> **WHAT TO WORK ON**: Write out all the data again, exactly as shown.

> **SUPPLIED MATERIAL**:
********************

PR #1549, opened 2019-08-14
Fixed #1529. historical bbox added to grail pull modal

### LINKED ISSUE #1529: keep track of a history of bbox used for grail pull
when grail pull is selected we can have a dropdown that has the last couple used bbox's

bobi7:
ref #1529

### DIFF
--- a/modules/Hoot/tools/grailPull.js
+++ b/modules/Hoot/tools/grailPull.js
@@ -116,7 +116,10 @@ export default class GrailPull {
 
 
         let history = JSON.parse( Hoot.context.storage('history') );
-        history.bboxHistory.push( bbox );
+        if ( history.bboxHistory.length === 5 ) {
+            history.bboxHistory.pop();
+        }
+        history.bboxHistory.unshift( bbox );
         Hoot.context.storage( 'history', JSON.stringify( history ) );
 
         this.form.remove();
--- a/modules/Hoot/tools/grailPull.js
+++ b/modules/Hoot/tools/grailPull.js
@@ -187,8 +187,9 @@ export default class GrailPull {
 
 
         let history = JSON.parse( Hoot.context.storage('history') );
-        if ( history.bboxHistory.length === 5 ) {
-            history.bboxHistory.pop();
+        if ( history.bboxHistory.length >= 5 ) {
+            // Removes oldest (last in list) bbox
+            history.bboxHistory = history.bboxHistory.slice( 0, 4 );
         }
         history.bboxHistory.unshift( bbox );
         Hoot.context.storage( 'history', JSON.stringify( history ) );
--- a/modules/Hoot/tools/grailPull.js
+++ b/modules/Hoot/tools/grailPull.js
@@ -114,6 +114,11 @@ export default class GrailPull {
             .then( () => Hoot.folders.refreshAll() )
             .then( () => Hoot.events.emit( 'render-dataset-table' ) );
 
+
+        let history = JSON.parse( Hoot.context.storage('history') );
+        history.bboxHistory.push( bbox );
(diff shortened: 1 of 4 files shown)


bobi7:
Should i limit the amount of bboxes we keep in the history?

brianhatchl:
yah, 5?

modules/Hoot/tools/grailPull.js
```diff
@@ -114,6 +114,14 @@ export default class GrailPull {
             .then( () => Hoot.folders.refreshAll() )
             .then( () => Hoot.events.emit( 'render-dataset-table' ) );
 
+
+        let history = JSON.parse( Hoot.context.storage('history') );
+        if ( history.bboxHistory.length === 5 ) {
```
maxgrossman: I do not think anyone would have be clever and mutate the history to have > 5 entries, but they could. 
So should we do a greater than or equal to? 
And then instead of pop do a slice like `history.bboxHistory = history.bboxHistory.slice(1,5)`.

This ensures in the greater than or equal scenario we reset to first 4 bboxes before we add the new bbox on line 122

maxgrossman (changes requested):
Just the one comment. I also noticed a bug that's outside scope of this ticket but bbox related that I'll put in comments

maxgrossman:
If I select derive differential and click use visual extent I get this javascript error

```
selectBbox.js:216 Uncaught TypeError: Cannot read property 'node' of undefined
    at SelectBbox.handleBbox (selectBbox.js:216)
    at HTMLButtonElement.<anonymous> (selectBbox.js:152)
    at HTMLButtonElement.<anonymous> (on.js:27)
```

... the same happens if you draw bbox in derive changeset, maybe we just need to put that dropdown there in derive modal too?

modules/Hoot/tools/selectBbox.js
```diff
@@ -176,6 +212,10 @@ export default class SelectBbox extends EventEmitter {
         this.maxLonInput.property( 'value', this.maxlon );
         this.minLatInput.property( 'value', this.minlat );
 
+        if ( this.bboxSelectType !== 'boundsHistory' ){
+            this.dropdownContainer.node().value = '';
```
maxgrossman: Also, to wear my d3 badge on my chest, can we use some d3 here instead? 
```javascript
d3.select(...).attr('value', '')
```

maxgrossman:
Also, I created this error with these steps...

```
Uncaught TypeError: Cannot read property '0' of undefined
    at SelectBbox.updateCoords (selectBbox.js:60)
    at SelectBbox.handleBbox (selectBbox.js:207)
    at finish (clip_bounding_box.js:24)
    at Dispatch.call (dispatch.js:57)
    at ret (clip.js:118)
    at SVGSVGElement.<anonymous> (clip.js:34)
    at SVGSVGElement.<anonymous> (on.js:27)
```

1. select pull remote data
2. draw a bounds
3. click off the job
4. go back to pull remote data
5. select that bounds from my history
6. go to draw bounds
7. click my first corner

Also the mouse icon switches from the cross-hair to the regular mouse icon.

modules/Hoot/tools/grailPull.js
bobi7: true. better to be safe

modules/Hoot/tools/selectBbox.js
bobi7: 🤓 um actually...you would use `.property` instead but i know what you meant 🤓  
-@melvin

maxgrossman: lol

maxgrossman:
Big :+1: here - I think when you added dropdown to the differential changesets modal it made the undefined errors above no longer applicable

maxgrossman (approved):

PR #1554, opened 2019-08-15
Fixed #1553. set Hoot.layers.allLayers to empty array instead of object

### LINKED ISSUE #1553: job panel error when all datasets/folders are deleted
Clear all datasets and folders, go to jobs panel, and console will print a 'Hoot.layers.allLayers.find is not a function' error

bobi7:
ref #1553


brianhatchl:
Closing because could not reproduce on further inspection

********************

> **EXERCISE RESPONSE**:
PR #1549, opened 2019-08-14
Fixed #1529. historical bbox added to grail pull modal

### LINKED ISSUE #1529: keep track of a history of bbox used for grail pull
when grail pull is selected we can have a dropdown that has the last couple used bbox's

bobi7:
ref #1529

### DIFF
--- a/modules/Hoot/tools/grailPull.js
+++ b/modules/Hoot/tools/grailPull.js
@@ -116,7 +116,10 @@ export default class GrailPull {
 
 
         let history = JSON.parse( Hoot.context.storage('history') );
-        history.bboxHistory.push( bbox );
+        if ( history.bboxHistory.length === 5 ) {
+            history.bboxHistory.pop();
+        }
+        history.bboxHistory.unshift( bbox );
         Hoot.context.storage( 'history', JSON.stringify( history ) );
 
         this.form.remove();
--- a/modules/Hoot/tools/grailPull.js
+++ b/modules/Hoot/tools/grailPull.js
@@ -187,8 +187,9 @@ export default class GrailPull {
 
 
         let history = JSON.parse( Hoot.context.storage('history') );
-        if ( history.bboxHistory.length === 5 ) {
-            history.bboxHistory.pop();
+        if ( history.bboxHistory.length >= 5 ) {
+            // Removes oldest (last in list) bbox
+            history.bboxHistory = history.bboxHistory.slice( 0, 4 );
         }
         history.bboxHistory.unshift( bbox );
         Hoot.context.storage( 'history', JSON.stringify( history ) );
--- a/modules/Hoot/tools/grailPull.js
+++ b/modules/Hoot/tools/grailPull.js
@@ -114,6 +114,11 @@ export default class GrailPull {
             .then( () => Hoot.folders.refreshAll() )
             .then( () => Hoot.events.emit( 'render-dataset-table' ) );
 
+
+        let history = JSON.parse( Hoot.context.storage('history') );
+        history.bboxHistory.push( bbox );
(diff shortened: 1 of 4 files shown)


bobi7:
Should i limit the amount of bboxes we keep in the history?

brianhatchl:
yah, 5?

modules/Hoot/tools/grailPull.js
```diff
@@ -114,6 +114,14 @@ export default class GrailPull {
             .then( () => Hoot.folders.refreshAll() )
             .then( () => Hoot.events.emit( 'render-dataset-table' ) );
 
+
+        let history = JSON.parse( Hoot.context.storage('history') );
+        if ( history.bboxHistory.length === 5 ) {
```
maxgrossman: I do not think anyone would have be clever and mutate the history to have > 5 entries, but they could. 
So should we do a greater than or equal to? 
And then instead of pop do a slice like `history.bboxHistory = history.bboxHistory.slice(1,5)`.

This ensures in the greater than or equal scenario we reset to first 4 bboxes before we add the new bbox on line 122

maxgrossman (changes requested):
Just the one comment. I also noticed a bug that's outside scope of this ticket but bbox related that I'll put in comments

maxgrossman:
If I select derive differential and click use visual extent I get this javascript error

```
selectBbox.js:216 Uncaught TypeError: Cannot read property 'node' of undefined
    at SelectBbox.handleBbox (selectBbox.js:216)
    at HTMLButtonElement.<anonymous> (selectBbox.js:152)
    at HTMLButtonElement.<anonymous> (on.js:27)
```

... the same happens if you draw bbox in derive changeset, maybe we just need to put that dropdown there in derive modal too?

modules/Hoot/tools/selectBbox.js
```diff
@@ -176,6 +212,10 @@ export default class SelectBbox extends EventEmitter {
         this.maxLonInput.property( 'value', this.maxlon );
         this.minLatInput.property( 'value', this.minlat );
 
+        if ( this.bboxSelectType !== 'boundsHistory' ){
+            this.dropdownContainer.node().value = '';
```
maxgrossman: Also, to wear my d3 badge on my chest, can we use some d3 here instead? 
```javascript
d3.select(...).attr('value', '')
```

maxgrossman:
Also, I created this error with these steps...

```
Uncaught TypeError: Cannot read property '0' of undefined
    at SelectBbox.updateCoords (selectBbox.js:60)
    at SelectBbox.handleBbox (selectBbox.js:207)
    at finish (clip_bounding_box.js:24)
    at Dispatch.call (dispatch.js:57)
    at ret (clip.js:118)
    at SVGSVGElement.<anonymous> (clip.js:34)
    at SVGSVGElement.<anonymous> (on.js:27)
```

1. select pull remote data
2. draw a bounds
3. click off the job
4. go back to pull remote data
5. select that bounds from my history
6. go to draw bounds
7. click my first corner

Also the mouse icon switches from the cross-hair to the regular mouse icon.

modules/Hoot/tools/grailPull.js
bobi7: true. better to be safe

modules/Hoot/tools/selectBbox.js
bobi7: 🤓 um actually...you would use `.property` instead but i know what you meant 🤓  
-@melvin

maxgrossman: lol

maxgrossman:
Big :+1: here - I think when you added dropdown to the differential changesets modal it made the undefined errors above no longer applicable

maxgrossman (approved):

PR #1554, opened 2019-08-15
Fixed #1553. set Hoot.layers.allLayers to empty array instead of object

### LINKED ISSUE #1553: job panel error when all datasets/folders are deleted
Clear all datasets and folders, go to jobs panel, and console will print a 'Hoot.layers.allLayers.find is not a function' error

bobi7:
ref #1553


brianhatchl:
Closing because could not reproduce on further inspection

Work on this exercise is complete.